- [Instructions to follow]:
Report every line below that carries the word "finding".

- [Material for the task]:
★ ★ ★ ★ ★ ★ ★
PR #3415, opened 2026-06-10
fix(precompile-storage): replace saturating/unchecked slot arithmetic with checked_add (BOP-356)

rayyan224:
## Summary

- Cantina audit finding #33 (Low severity, BOP-356): slot offset arithmetic in `base-precompile-storage` used `saturating_add` (which silently aliases two distinct slots to `U256::MAX` on overflow) and unchecked `+` (which panics in debug builds)
- Replace all slot additions with `checked_add`, returning `BasePrecompileError::SlotOverflow` in `Result`-returning functions; use `checked_add().expect("slot overflow")` in constructors and `Index`/`IndexMut` impls where the trait contract requires an infallible signature
- `Slot::new_at_offset` and `Slot::new_at_loc` now return `Result<Self>` instead of `Self`

## Files changed

- `types/slot.rs` — `new_at_offset`, `new_at_loc`: `saturating_add` → `checked_add().ok_or(SlotOverflow)?`, return type changed to `Result<Self>`
- `types/vec.rs` — all five slot-offset sites in free functions; `compute_handler` uses `expect` (infallible cache closure)
- `types/set.rs` — `Storable::delete` uses `?`; `SetHandler::new` constructor uses `expect`; `new` marked `const`
- `types/array.rs` — `compute_handler` uses `expect` (`Index`/`IndexMut` must be infallible)
- `types/bytes_like.rs` — all three chunk-loop sites use `?`

## Test plan

- [x] `cargo test -p base-precompile-storage` — 171 tests pass
- [x] `cargo clippy -p base-precompile-storage` — clean

PR #3427, opened 2026-06-10
fix(precompile-storage): complete slot arithmetic checked-add migration

eric-ships:
## Motivation

The initial fix in #3415 replaced `saturating_add` and unchecked `+` with `checked_add().ok_or(SlotOverflow)?` across most slot arithmetic in `base-precompile-storage`, but missed three sites. This PR completes the migration.

## Changes

**`VecHandler::truncate` (two sites -- the #3415 bot finding)**

Two bare `+` expressions in the packed-element branch of `truncate()` that were added by #3384 and not caught by #3415:

```rust
// before
let boundary_slot_addr = data_start + U256::from(new_len / elems_per_slot);
let slot_addr = data_start + U256::from(slot_idx);

// after
let boundary_slot_addr = data_start
    .checked_add(U256::from(new_len / elems_per_slot))
    .ok_or(BasePrecompileError::SlotOverflow)?;
```

**`VecHandler::try_compute_handler` (renamed from `compute_handler`)**

Returns `Result<T::Handler>` instead of panicking. All callers that return `Result` now use `?`. Call sites inside `HandlerCache` closures use two new methods added to `HandlerCache`:

- `get_or_try_insert` -- fallible shared-ref variant of `get_or_insert`
- `get_or_try_insert_mut` -- fallible mut variant of `get_or_insert_mut`

**`SetHandler::new`**

Remains `const fn`. The `positions` slot (`base_slot + 1`) now uses `checked_add().expect()` with an invariant comment (base slots are keccak256-derived and cannot be `U256::MAX`), replacing the previous `wrapping_add`. `StorableType::handle` for `Set<T>` is an infallible trait method so `Result` propagation is structurally impossible here.

**`ArrayHandler` -- replaced `Index`/`IndexMut` with `at()`/`at_mut()`**

`Index` and `IndexMut` require infallible return types, so they silently panicked on slot overflow. Replaced with `at(&self, index: usize) -> Result<Option<&Handler>>` and `at_mut(&mut self, index: usize) -> Result<Option<&mut Handler>>` which propagate `SlotOverflow` as an error. All call sites updated.

## Validation

- `cargo check -p base-precompile-storage`
- `cargo clippy -p base-precompile-storage --all-targets -- -D warnings`
- `cargo test -p base-precompile-storage` (175 tests pass)
- `cargo +nightly fmt --all -- --check`
- `cargo check -p base-precompile-storage --no-default-features` (no_std)

### DIFF
--- a/crates/common/precompile-storage/src/types/array.rs
+++ b/crates/common/precompile-storage/src/types/array.rs
@@ -73,6 +73,10 @@ impl<'a, T: StorableType, const N: usize> ArrayHandler<'a, T, N> {
         )
     }
 
+    // Called from `Index` and `IndexMut` impls, which return `&T` / `&mut T` — not `Result`.
+    // The `Index` trait is infallible by design, so error propagation is impossible here.
+    // Overflow is unreachable in practice: `base_slot` is a keccak256 output (never U256::MAX)
+    // and `N` is a compile-time constant bounded by the `storable_arrays!` macro (N ≤ 32).
     #[inline]
     fn compute_handler(
         base_slot: U256,
@@ -83,12 +87,16 @@ impl<'a, T: StorableType, const N: usize> ArrayHandler<'a, T, N> {
         let (slot, layout_ctx) = if T::BYTES <= 16 {
             let location = packing::calc_element_loc(index, T::BYTES);
             (
-                base_slot.checked_add(U256::from(location.offset_slots)).expect("slot overflow"),
+                base_slot
+                    .checked_add(U256::from(location.offset_slots))
+                    .expect("slot overflow: unreachable for keccak-derived slots with N ≤ 32"),
                 LayoutCtx::packed(location.offset_bytes),
             )
         } else {
             (
-                base_slot.checked_add(U256::from(index * T::SLOTS)).expect("slot overflow"),
+                base_slot
+                    .checked_add(U256::from(index * T::SLOTS))
+                    .expect("slot overflow: unreachable for keccak-derived slots with N ≤ 32"),
                 LayoutCtx::FULL,
             )
         };
--- a/crates/common/precompile-storage/src/types/array.rs
+++ b/crates/common/precompile-storage/src/types/array.rs
@@ -4,12 +4,10 @@
 //! - **Base slot**: Arrays start directly at `base_slot` (not at keccak256)
 //! - Small elements (`T::BYTES` ≤ 16) are packed; larger elements use full slots.
 
-use core::ops::{Index, IndexMut};
-
 use alloy_primitives::{Address, U256};
 
 use crate::{
-    error::Result,
+    error::{BasePrecompileError, Result},
     packing,
     provider::{Handler, LayoutCtx, Storable, StorableType},
     types::{HandlerCache, Slot},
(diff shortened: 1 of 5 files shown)


cb-heimdall:
<table>
<tr>
<th>Requirement</th>
<th>Status</th>
<th>More Info</th>
</tr>
<tr>
<td>Reviews</td>
<td>
🟡
<code>0/1</code>
</td>
<td>
<details>
<table>
<tr>
<td>
<details>
<table>
<tr>
<td>0</td>
</tr>
<tr>
<td>0</td>
</tr>
<tr>
<td>0</td>
</tr>
<tr>
<td>
</td>
<td>1</td>
</tr>
<tr>
<td>
<details>
<table>
<tr>
<td><strong>Max</strong></td>
<td><strong>0</strong></td>
</tr>
</table>
</details>
</td>
<td>0</td>
</tr>
<tr>
<td>
From <code>CODEOWNERS</code>
</td>
<td>0</td>
</tr>
<tr>
<td>Global minimum</td>
<td>0</td>
</tr>
<tr>
<td><strong>Max</strong></td>
<td>
<strong>
1
</strong>
</td>
</tr>
</table>
</details>
</td>
<td>1</td>
</tr>
<tr>
<td>0</td>
</tr>
<tr>
<td><strong>Sum</strong></td>
<td><strong>1</strong></td>
</tr>
</table>
</details>
</td>
</tr>
</table>

crates/common/precompile-storage/src/types/array.rs
```diff
@@ -83,12 +87,16 @@ impl<'a, T: StorableType, const N: usize> ArrayHandler<'a, T, N> {
...
+                    .checked_add(U256::from(location.offset_slots))
+                    .expect("slot overflow: unreachable for keccak-derived slots with N ≤ 32"),
                 LayoutCtx::packed(location.offset_bytes),
             )
         } else {
             (
-                base_slot.checked_add(U256::from(index * T::SLOTS)).expect("slot overflow"),
+                base_slot
+                    .checked_add(U256::from(index * T::SLOTS))
+                    .expect("slot overflow: unreachable for keccak-derived slots with N ≤ 32"),
```
rayyan224: I don't think we should expect anymore ? it should just error and return option

crates/common/precompile-storage/src/types/array.rs
```diff
@@ -61,58 +59,52 @@ impl<'a, T: StorableType, const N: usize> ArrayHandler<'a, T, N> {
...
         index: usize,
-    ) -> T::Handler<'a> {
+    ) -> Result<T::Handler<'a>> {
         let (slot, layout_ctx) = if T::BYTES <= 16 {
             let location = packing::calc_element_loc(index, T::BYTES);
             (
-                base_slot.checked_add(U256::from(location.offset_slots)).expect("slot overflow"),
+                base_slot
+                    .checked_add(U256::from(location.offset_slots))
+                    .ok_or(BasePrecompileError::SlotOverflow)?,
```
refcell, line 96: Awesome

crates/common/precompile-storage/src/types/set.rs
```diff
@@ -112,6 +112,7 @@ where
         storage: crate::StorageCtx<'a>,
     ) -> Self::Handler<'a> {
         SetHandler::new(slot, address, storage)
+            .expect("slot overflow: keccak-derived base slots cannot be U256::MAX")
```
refcell: Shoot now it looks like we panic here. Maybe this means `StorableType` trait has to bubble up an error? Not sure how ugly this is going to get..

crates/common/precompile-storage/src/types/set.rs
```diff
@@ -157,13 +157,14 @@ where
 {
     /// Creates a new handler for the set at the given base slot.
     pub const fn new(base_slot: U256, address: Address, storage: crate::StorageCtx<'a>) -> Self {
+        // positions_slot = base_slot + 1. Base slots are keccak256-derived and never U256::MAX,
+        // so overflow is unreachable in practice.
+        let positions_slot = base_slot
+            .checked_add(U256::ONE)
+            .expect("slot overflow: base slot is keccak256-derived and cannot be U256::MAX");
```
rayyan224, line 164: I think here we should return a fatal error

eric-ships: **base_slot** is always a keccak256-derived address.

For U256::MAX to be a valid base slot would require a keccak256 preimage attack - effectively impossible. 

Making **StorableType::handle** return **Result** to handle this would break the trait for every storage type just to guard against a path that can't occur.

Keeping .expect() with the invariant comment is the right tradeoff here. cc @refcell

rayyan224 (approved):

cb-heimdall:
Review Error for rayyan224 @ 2026-06-11 00:31:45 UTC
★ ★ ★ ★ ★ ★ ★
- [Response to the task]:
- Cantina audit finding #33 (Low severity, BOP-356): slot offset arithmetic in `base-precompile-storage` used `saturating_add` (which silently aliases two distinct slots to `U256::MAX` on overflow) and unchecked `+` (which panics in debug builds)
**`VecHandler::truncate` (two sites -- the #3415 bot finding)**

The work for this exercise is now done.